Given this constraint, the design process was easy, made even easier with the first phase use case.
For those not already aware of Nutanix, here is a great video explaining How Nutanix Works and gives a great insight into the offering.
I wanted to share some of the configuration changes we made to during the build phase and to the vSphere 5.5 platform.

Nutanix Build

First off, Nutanix have recently changed the way they ship their blocks to site. They used to be shipped with a specific flavour of VMware ESXi, however with added support for KVM and Hyper-V, as well as there being a number of different ESXi versions used in the workplace, they found customers always wanting to change the out of the box software. Nutanix now installs the Nutanix Operating System (NOS) controller virtual machine (CVM) and a KVM hypervisor at the factory before shipping. If you want to use a different hypervisor (such as VMware ESXi) nodes must be re-imaged on site and the NOS CVM needs to be reinstalled. Sound daunting? Well, it’s not really.
Nutanix will provide you with two tools named Orchestrator (Node imaging tool) and Pheonix (Nutanix Installer ISO). Once you have these files and your chosen hypervisor ISO, you’ll need to download and install Oracle VM VirtualBox to get underway. This process is very well documented so i’m not going to replay that here, however I would suggest:
  1. Ensure the laptop/desktop you are configuring the Nutanix block from has IPv6 enabled. IPv6 is used for the initial cluster initialization process.
  2. If configuring multiple Nutanix blocks, only image 4 nodes at a time. We attempted 8 at a time, however imaging this many nodes at a time proved troublesome for the installer.
  3. Keep your ESXi VMkernels and CVM VM’s on the same subnet. This is well documented, however for security we had to attempt to split these on different VLANs. This caused some issues with the auto-pathing feature.

I’ll point out here, after we configured out first, 2 block, 8 node cluster, we decided to manually install the second 2 block 8 node cluster and skip using the automated imaging process. This process again is very well documented and took less than 1 hour to have 8 VMware ESXi nodes up and running with storage presented to all nodes. Compare that to the traditional way and this is still a very impressive setup time.

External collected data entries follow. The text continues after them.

PR #958, opened 2026-09-08
Match HTML names ASCII case-insensitively, not by Unicode case folding

dchupp:
The selector matcher, the tag/class/id indexes, `IsBrElement`, the font caches and the entity tables all compare names with `InvariantCultureIgnoreCase`.

HTML matches element and attribute names **ASCII** case-insensitively. Invariant culture applies full **Unicode** case folding, and under that **U+212A KELVIN SIGN equals ASCII `k`**:

```html
<style>.k { color: rgb(255,0,0) }</style>
<div class="&#x212A;">x</div>   <!-- matches .k on main; it should not -->
```

The comment already above `NameComparison` states the rule correctly — the code just did not express it:

> HTML matches element/attribute names **ASCII case-insensitively** (unlike SVG's XML case-sensitivity), so `NameComparison` reports an ignore-case comparison.

Ordinal is what "ASCII case-insensitively" means.

## On the performance side — deliberately not quoted

This started life as a profile-driven change: `System.Globalization` was about a fifth of thread CPU on a real corpus (`CompareInfo.Compare` 14.9%, `IcuGetHashCodeOfString` 4.3%), and throughput rose ~5%. The matcher runs this comparison for one name against every candidate rule for every box, so a culture-aware comparison routes each one through ICU.

**I could not reproduce a trustworthy number on the machine I prepared this on.** Nine interleaved renders of a synthetic class-heavy document gave a 175 ms median before and 177 ms after, with a 164–225 ms spread — the variance swamps any effect that size. Rather than quote a figure I cannot stand behind, I am offering this as the correctness fix it also is; if the throughput matters to you it is worth measuring on a quiet machine, and I would expect it to show.

## Tests

`AsciiNameMatchingTests`, three fixtures:

- a Kelvin-sign class does **not** match `.k` — **fails against `main`**;
- an ASCII class still matches case-insensitively, both `k` and `K`;
- an uppercase `DIV` element still matches the `div` selector.

The last two are the contrast cases: the point is to narrow the comparison to ASCII, not to make it case-sensitive, and both would fail if this went too far.

`dotnet build PeachPDF.Tests -t:Rebuild`: no new warnings. `dotnet test --framework net8.0`: 10,348 passed, 0 failed, 9 skipped.

### DIFF
--- a/.claude/recent-fixes/2026-09-08-html-names-match-ascii-case-insensitively.md
+++ b/.claude/recent-fixes/2026-09-08-html-names-match-ascii-case-insensitively.md
@@ -1,0 +1,46 @@
+# HTML names match ASCII case-insensitively, not by Unicode case folding
+
+The selector matcher, the tag/class/id indexes, `IsBrElement`, the font caches and the entity tables
+all compared names with `InvariantCultureIgnoreCase`. HTML matches element and attribute names
+**ASCII** case-insensitively; invariant culture applies full Unicode case folding.
+
+Under that folding **U+212A KELVIN SIGN equals ASCII `k`**, so `class="K"` matched the selector `.k`
+and a `K` element matched `k`. The comment above `NameComparison` already said the rule was ASCII
+case-insensitivity — the code just did not express it.
+
+## What running it turned up
+
+- **The correctness case is demonstrable and the performance case is not, on this machine.** This
+  started as a profile-driven change (`System.Globalization` was a fifth of thread CPU on a real
+  corpus, and throughput rose ~5%). I could not reproduce a trustworthy number here: nine interleaved
+  renders of a synthetic class-heavy document gave a 175ms median before and 177ms after, with a
+  164–225ms spread — the variance swamps the effect. So this is offered as the spec fix it also is,
+  with a deterministic repro, and the throughput left unquantified rather than quoted from a machine
+  that cannot show it.
+- **Ordinal is the cheaper comparison as well as the correct one**, which is why both readings point
+  the same way: the matcher runs one name against every candidate rule for every box, and a
+  culture-aware comparison routes each through ICU.
+- **A blanket `sed` to strip our internal comment tag ate the comment marker with it**, turning a
+  `// TAG: Ordinal, not InvariantCulture` line into bare prose and producing 19 syntax errors.
+  Replace the tag with `// `, never delete it.
+
+- **Two call sites were worse than the ones the first sweep found, and it missed them.**
+  `DomUtils.FindParent` (the parser's implied-tag-closing rules — a `<table>` closes an open `<p>`)
+  and `DomParser.CascadeParseStyles` (the `link`/`style` tag names and the `stylesheet` relation)
+  used `CurrentCultureIgnoreCase`: full Unicode folding **and** locale-dependent, so the same
+  document could parse differently on two machines. Grepping for the comparison the fix replaced
+  found neither; the sweep has to be for every culture-aware comparison, not for one enum value.
+- **`FontResolver` keys its installed-font table on `.ToLower()`**, which is also the current
+  culture. That is a cross-machine determinism bug in its own right — a Turkish locale lower-cases
+  `I` to a dotless `ı` — so all four sites are `ToLowerInvariant()`. It does NOT fix the folding
+  (`char.ToLowerInvariant('K')` is still `k`), and font-family matching is not the spec-mandated
+  ASCII rule element names are, so that half is left alone deliberately.
+
+## Evidence
+
+`AsciiNameMatchingTests`, five fixtures: a Kelvin-sign class does not match `.k` (fails against
+`main`); an ASCII class still matches case-insensitively in both cases; an uppercase `DIV` still
+matches `div`; implied tag closing still matches `P` to `p`; and an uppercase `STYLE` element is
+still honoured. The last four are contrast cases — the point is to narrow the comparison to ASCII,
+not to make it case-sensitive. Full suite green on net8.0
+(10,348), 0 new build warnings.
--- a/src/PeachPDF.Tests/Integration/AsciiNameMatchingTests.cs
+++ b/src/PeachPDF.Tests/Integration/AsciiNameMatchingTests.cs
@@ -1,0 +1,83 @@
+using PeachPDF.Html.Core.Dom;
+using PeachPDF.Tests.TestSupport;
+using System.Threading.Tasks;
+using static PeachPDF.Tests.TestSupport.LayoutHarness;
+
+namespace PeachPDF.Tests.Integration
+{
+    /// <summary>
+    /// HTML matches element and attribute names <b>ASCII</b> case-insensitively, and a class name is
+    /// matched ASCII case-insensitively at most. <c>InvariantCultureIgnoreCase</c> applies full
+    /// Unicode case folding instead, under which U+212A KELVIN SIGN equals ASCII <c>k</c> — so a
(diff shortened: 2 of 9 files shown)


jhaygood86:
Reviewed against CLAUDE.md conventions (build, tests, spec check, sweep for missed call sites). Build is clean (0 warnings), the three `AsciiNameMatchingTests` fixtures pass, and I confirmed empirically that `OrdinalIgnoreCase` does *not* fold U+212A KELVIN SIGN to `k` while `InvariantCultureIgnoreCase` does (and still folds ASCII `k`/`K`/`div`/`DIV` correctly) — the fix and its comparator choice are correct where applied.

Two things worth fixing before merge:

**1. Stale/incorrect comment — `CssData.cs:988-991`**

```csharp
// Attribute selectors read the value once via node.GetAttribute (case-sensitivity of the
// attribute-name lookup is the node's own: case-insensitive for HTML/CssBox, case-sensitive for
// SVG), then compare the value with node.NameComparison (InvariantCultureIgnoreCase for HTML -
// byte-identical to the previous behaviour - Ordinal for SVG).
```
This still says HTML's `NameComparison` is `InvariantCultureIgnoreCase` and "byte-identical to the previous behaviour" — both are now false; `CssBox.NameComparison` is `OrdinalIgnoreCase` and the whole point of the PR is that this is *not* byte-identical (that's what the Kelvin-sign test demonstrates). Doc-comment-detachment: the comment right above `NameComparison`'s declaration in `CssBox.cs` was updated correctly, but this second reference to the same fact in `CssData.cs` wasn't.

**2. The sweep missed two call sites in the same bug class, using an even more nondeterministic comparison (`CurrentCultureIgnoreCase`, not `InvariantCultureIgnoreCase`):**

- `DomUtils.FindParent` (`DomUtils.cs:88`) — `box.HtmlTag.Name.Equals(tagName, StringComparison.CurrentCultureIgnoreCase)`, used by the HTML parser's implied-tag-closing logic (e.g. the "table closes p" rule per the method's own doc comment).
- `DomParser.CascadeParseStyles` (`DomParser.cs:246,249,258`) — matching the `link`/`style` tag names and the `stylesheet` link-relation token, also via `CurrentCultureIgnoreCase`.

Both are HTML tag/token name matching, the exact category this PR fixes elsewhere (`IsBrElement`, the selector matcher). `CurrentCultureIgnoreCase` is worse than `InvariantCultureIgnoreCase`: it does full Unicode case folding *and* is locale-dependent (non-deterministic across machines/OS locales), so it's exploitable the same way as the Kelvin-sign case plus has a reproducibility problem the PR is otherwise careful to avoid elsewhere. Given the PR's stated framing (Unicode-confusable-adjacent correctness issue), these should be swept to `OrdinalIgnoreCase` in the same change or an immediate follow-up.

Minor/non-blocking: `FontResolver.cs`'s `InstalledFonts` family-name lookups (`ResolveTypeface`, `HasExplicitRanges`, `AddFont`) key on `fontFamilyName.ToLower()` (culture-sensitive, and I confirmed `char.ToLowerInvariant('K')` is also `k` — same folding bug). The PR body says "the font caches" (plural) were fixed, but only `FontsHandler.cs`'s three dictionaries were touched; this is a separate cache using a different mechanism (`.ToLower()` normalization rather than a culture-aware comparer) that wasn't addressed. Lower severity since font-family matching isn't the same spec-mandated ASCII rule as element/attribute names, but worth a look given the PR's own wording.

No issue with the performance-honesty framing — the PR body's disclaimer is specific to the unreproducible throughput number, and the profiler percentages it does quote (14.9%/4.3%) are presented as directly observed, not extrapolated. The `CssData.cs` code comment repeats the 4.3% figure without that caveat, which could read as a stronger performance claim out of context, but I don't think it's a blocking issue.

dchupp:
All three addressed, rebased and force-pushed. Point 2 is the important one — you are right that the sweep was incomplete, and right that what it missed is *worse* than what it fixed.

**2. `CurrentCultureIgnoreCase` at two sites, now `OrdinalIgnoreCase`.**

`DomUtils.FindParent` (implied tag closing — a `<table>` closing an open `<p>`) and `DomParser.CascadeParseStyles` (the `link`/`style` tag names and the `stylesheet` relation). As you say, that comparison is full Unicode folding **and** locale-dependent, so the same document could parse differently on two machines — a reproducibility problem this PR is otherwise specifically about avoiding.

Worth naming why the sweep missed them: I grepped for the comparison I was *replacing* rather than for every culture-aware comparison. `InvariantCultureIgnoreCase` finds nothing at either site. The right sweep is for the category.

Two fixtures added: `P` still closes as `p` through the implied-closing path, and an uppercase `<STYLE>` element is still honoured.

**1. The stale `CssData.cs` comment** is corrected — it now says `OrdinalIgnoreCase`, and the "byte-identical to the previous behaviour" clause is gone, since as you note that is precisely what this PR is not. You are right that this was the same doc-comment-detachment shape: one statement of a fact updated, a second copy of it elsewhere left behind.

**Also removed the `4.3%` figure from the `CssData.cs` comment.** Your read is right that it reads as a stronger claim than the PR body's caveat supports out of context, and I could not reproduce any throughput number on this machine — so it should not sit uncaveated in the source.

**Minor: `FontResolver`.** You are right that the PR body said "the font caches" and only `FontsHandler`'s three dictionaries were touched. `FontResolver.InstalledFonts` keys on `.ToLower()`, which is the **current culture** — a cross-machine determinism bug in its own right, since a Turkish locale lower-cases `I` to a dotless `ı`. All four sites (the one write and three reads, so the keys stay consistent) are now `ToLowerInvariant()`.

I have deliberately **not** gone further there: as you say `char.ToLowerInvariant('K')` is still `k`, so that does not fix the folding, and font-family matching is not the spec-mandated ASCII rule element and attribute names are. Fixing the folding for font names would need ordinal normalisation and its own reasoning about what CSS font matching actually requires — happy to look at it separately if you want it.

---

**One thing to flag rather than let CI surprise you.** On the first full-suite run after these changes I saw a single failure in `BorderStylePaintIntegrationTests.BorderColorPerSide_ResolvesDistinctColorPerEdge_IncludingCurrentColor`. I could not reproduce it: it passes in isolation and on two further full runs of this branch, and `main` passed 3/3 in the same session.

I do not think it is this change — under an `en-US` locale `ToLower()` and `ToLowerInvariant()` produce identical strings for every ASCII font name, and all four call sites moved together, so the dictionary cannot key differently. The most likely explanation is that adding a test class shifts xUnit's parallel-collection schedule and surfaces a pre-existing order-dependence, which is the risk `CLAUDE.md` already records for the process-wide static font caches. Flagging it because 1-in-4 against 0-in-3 is not enough evidence for me to call it cleanly, and you should know before it possibly appears in CI.

`dotnet build PeachPDF.Tests -t:Rebuild`: no new warnings. `dotnet test --framework net8.0`: 10,378 passed, 0 failed, 9 skipped (runs 2 and 3).

jhaygood86 (approved):
Verified all three fixes directly. `DomUtils.FindParent` and the three `DomParser.CascadeParseStyles` comparisons (link, stylesheet-token, style) are now `OrdinalIgnoreCase`, confirmed no remaining `CurrentCultureIgnoreCase` anywhere in source. `FontResolver`'s four `InstalledFonts` sites are now `ToLowerInvariant()` — correctly scoped as a determinism fix, not claimed as a folding fix, since you're right that font-family matching isn't the ASCII-only rule that applies to element/attribute names.

Good instinct naming why the sweep missed these the first time (grepped for the comparison being replaced rather than the whole culture-aware category) — that's the kind of process note worth having for next time.

Build clean, AsciiName/Selector-filtered suite (286 tests) passes, all three CI platforms green.

Approving. Merging now.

When you’ve built your nodes, boot them into the BIOS and configure the Power Technology from Energy Efficient to Max Performance to ensure power savings don’t dampen performance.

vSphere Configuration

In this particular environment, we were making use of Nutanix de-duplication, which increases the overhead on each CVM. We therefore increased the RAM on each CVM from the default of 16GB to 32GB and set a vSphere reservation to ensure it always has this physical RAM available.

Nutanix have done a very good job with their documentation which detail recommended configurations per vendor for things such as HA and DRS in vSphere. After reading an Example Architecture blog by Josh Odgers I decided to add an advanced parameter to my HA configuration to change the default isolation address by adding “das.isolationaddress1 | Nutanix Cluster IP address”. I chose the cluster IP address over a CVM IP address for a simple reason. If a CVM hosting the cluster IP address fails, the cluster IP automatically is moved to another CVM in the cluster. The cluster IP is a new configuration option that was released for Hyper-V support, but we can make good use of it in the VMware world.

Each CVM resides on local SSD storage in the form of a 60GB SATA DOM. When you logon to the vSphere client and try and deploy a new workload you will have the option of deploying out to this 60GB SATA DOM SSD storage. This deployment was solely going to be used for a VDI project, therefore all workloads would be provisioned directly from a broker meaning we can control in the broker which datastores the workloads will reside in.  So, to avoid any confusion and to stop an over eager admin deploying out to the SATA DOM disk, I created a Datastore Cluster with all Storage DRS and IO options disabled and named it along the lines of “Nutanix NOS Datastore – Do Not Use”.

Overall, the Nutanix devices are very easy to deploy and you can be up and running in next to no time. Now, I’ve managed to get all this down in a post, I can do some performance tests for my next post!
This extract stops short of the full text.